The ability to verify the geometrical quality of a workpiece on the machine tool itself can be a crucial advantage in ultra precision diamond turning. This work presents a test procedure for single point distance measuring optical probes integrated on diamond turning machines (DTMs). To be able to specify the probe´s characteristics a strategy using the axis of the DTM itself is developed. Figure 1 shows the experimental setup consisting of a measurement target mounted on the z axis and the probe mounted on the x axis of the DTM. The flat metallic diamond turned surface used as measurement target is positioned orthogonal to the z axis. While running a NC program, which commands a specific trajectory, for example a sinusoidal path, the glass scale signal of the DTM and the probe´s distance signal is recorded with a frequency of up to one kilohertz.

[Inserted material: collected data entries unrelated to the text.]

Issue #11088, opened 2025-07-18
single_window_aspect_ratio should not be used when using maximize


vaxerski:
### Discussion link
https://github.com/hyprwm/Hyprland/discussions/11057

## Description
When using maximize (fullscreen, 1) single_window_aspect_ratio should be ignored.

vlofgren:
I implemented the original PR (and have been daily driving the setting since it was merged, just never used that particular window rule).  I can have a look at fixing it if you'd like.

felipemdutra:
Hello. I'm looking to make my first contribution. Do you think this bug is a good starter issue?

gnusenpai:
I actually liked this behavior, maybe it should be configurable?

abenz1267:
Over the last few days i noticed that i personally would want both behaviours. So maybe another options for the fullscreen dispatcher would be better? One that doesn't ignore (current behaviour) + one that ignores.

vaxerski:
> So maybe another options for the fullscreen dispatcher would be better?

sounds like clutter. I think we can just make it configurable.

foggerty:
When playing with this feature, I also noticed that while changes to `single_window_aspect_ratio_tolerance` will be picked up when the config is saved/reloaded, changes to `single_window_aspect_ratio` will be ignored until Hyprland is restarted.

vlofgren:
> When playing with this feature, I also noticed that while changes to `single_window_aspect_ratio_tolerance` will be picked up when the config is saved/reloaded, changes to `single_window_aspect_ratio` will be ignored until Hyprland is restarted.

When I implemented the change it was reloading just fine, and I've been daily driving on that build until 0.50 dropped, but now  reloading of the property it appears to have broken, so it's possibly a regression elsewhere or an interaction with some other change to the layout engine.

I'm certain it worked because I was testing `single_window_aspect_ratio_tolerance` specifically by reloading various changes to `single_window_aspect_ratio`.

NyxErinys:
> > So maybe another options for the fullscreen dispatcher would be better?
> 
> sounds like clutter. I think we can just make it configurable.

yeah I would love for this to be a config option, I have `single_window_aspect_ratio` set to 16 9 because of my 32 9 screen but every once and a while i want the single window to be fully maximized on it, currently having figured out a way to do that (without using `fullscreen 0` instead which isn't ideal

Dregu:
[...]

PR #11305, opened 2025-08-02
dwindle: fix single_window_aspect_ratio not updating with config reload

cryeprecision:

The config value `dwindle:single_window_aspect_ratio` doesn't update at runtime because the `VEC2` is stored as a value in a static variable. This PR fixes this by storing the `CConfigValue` in a static variable and accessing the `VEC2` value through the `ptr` method.

This fixes the problem mentioned in #11088

- https://github.com/hyprwm/Hyprland/issues/11088#issuecomment-3094729535
- https://github.com/hyprwm/Hyprland/issues/11088#issuecomment-3094733502

I tested this in a debug build and it works, i.e., the config value is now applied immediately when the config is saved.
I also ran `clang-format`, checked that the project still builds, and ran `hyprtester`.

This should be ready to merge.

### DIFF
--- a/src/layout/DwindleLayout.cpp
+++ b/src/layout/DwindleLayout.cpp
@@ -160,10 +160,10 @@ void CHyprDwindleLayout::applyNodeDataToWindow(SDwindleNodeData* pNode, bool for
 
     Vector2D          ratioPadding;
 
-    if (REQUESTEDRATIO.ptr()->y != 0 && !pNode->pParent) {
+    if ((*REQUESTEDRATIO).y != 0 && !pNode->pParent) {
         const Vector2D originalSize = PMONITOR->m_size - PMONITOR->m_reservedTopLeft - PMONITOR->m_reservedBottomRight;
 
-        const double   requestedRatio = REQUESTEDRATIO.ptr()->x / REQUESTEDRATIO.ptr()->y;
+        const double   requestedRatio = (*REQUESTEDRATIO).x / (*REQUESTEDRATIO).y;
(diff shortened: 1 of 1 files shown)


src/layout/DwindleLayout.cpp
```diff
@@ -155,15 +155,15 @@ void CHyprDwindleLayout::applyNodeDataToWindow(SDwindleNodeData* pNode, bool for
...
     auto              calcSize = PWINDOW->m_size;
 
-    const static auto REQUESTEDRATIO          = *CConfigValue<Hyprlang::VEC2>("dwindle:single_window_aspect_ratio");
+    const static auto REQUESTEDRATIO          = CConfigValue<Hyprlang::VEC2>("dwindle:single_window_aspect_ratio");
     const static auto REQUESTEDRATIOTOLERANCE = CConfigValue<Hyprlang::FLOAT>("dwindle:single_window_aspect_ratio_tolerance");
 
     Vector2D          ratioPadding;
 
-    if (REQUESTEDRATIO.y != 0 && !pNode->pParent) {
+    if (REQUESTEDRATIO.ptr()->y != 0 && !pNode->pParent) {
```
vaxerski: `(*REQUESTEDRATIO).y` here and below

vaxerski (commented):
pfff that's an easy one to miss indeed

src/layout/DwindleLayout.cpp
cryeprecision: Done 🫡

vaxerski (approved):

By analyzing the glass scale signal the actual movement of the z axis can be extracted and used as a nominal value to evaluate the quality of the probe signal and its characteristics. An estimation of deviations caused by misalignment of the probe and measurement target is described. Besides that, effects caused by a possible time delay, temperature drifts and dynamic effects of the machine axis are taken into account and strategies to contain these effects are shown. By adjusting the programmed trajectory the probe´s measuring range to be tested can be varied. Furthermore, by tilting the probe in regard to the measurement target´s surface (see Figure 1 (b)), the important behavior in non orthogonal measurements on high reflective surfaces can be investigated. In the present work an interferometric probe is employed. The obtained deviations slightly differ depending on the probe´s tilt and distance value. With a linear compensation for a measuring range of four micrometers the maximum error can be reduced by fifty percent to residual deviations of less than twenty nanometers.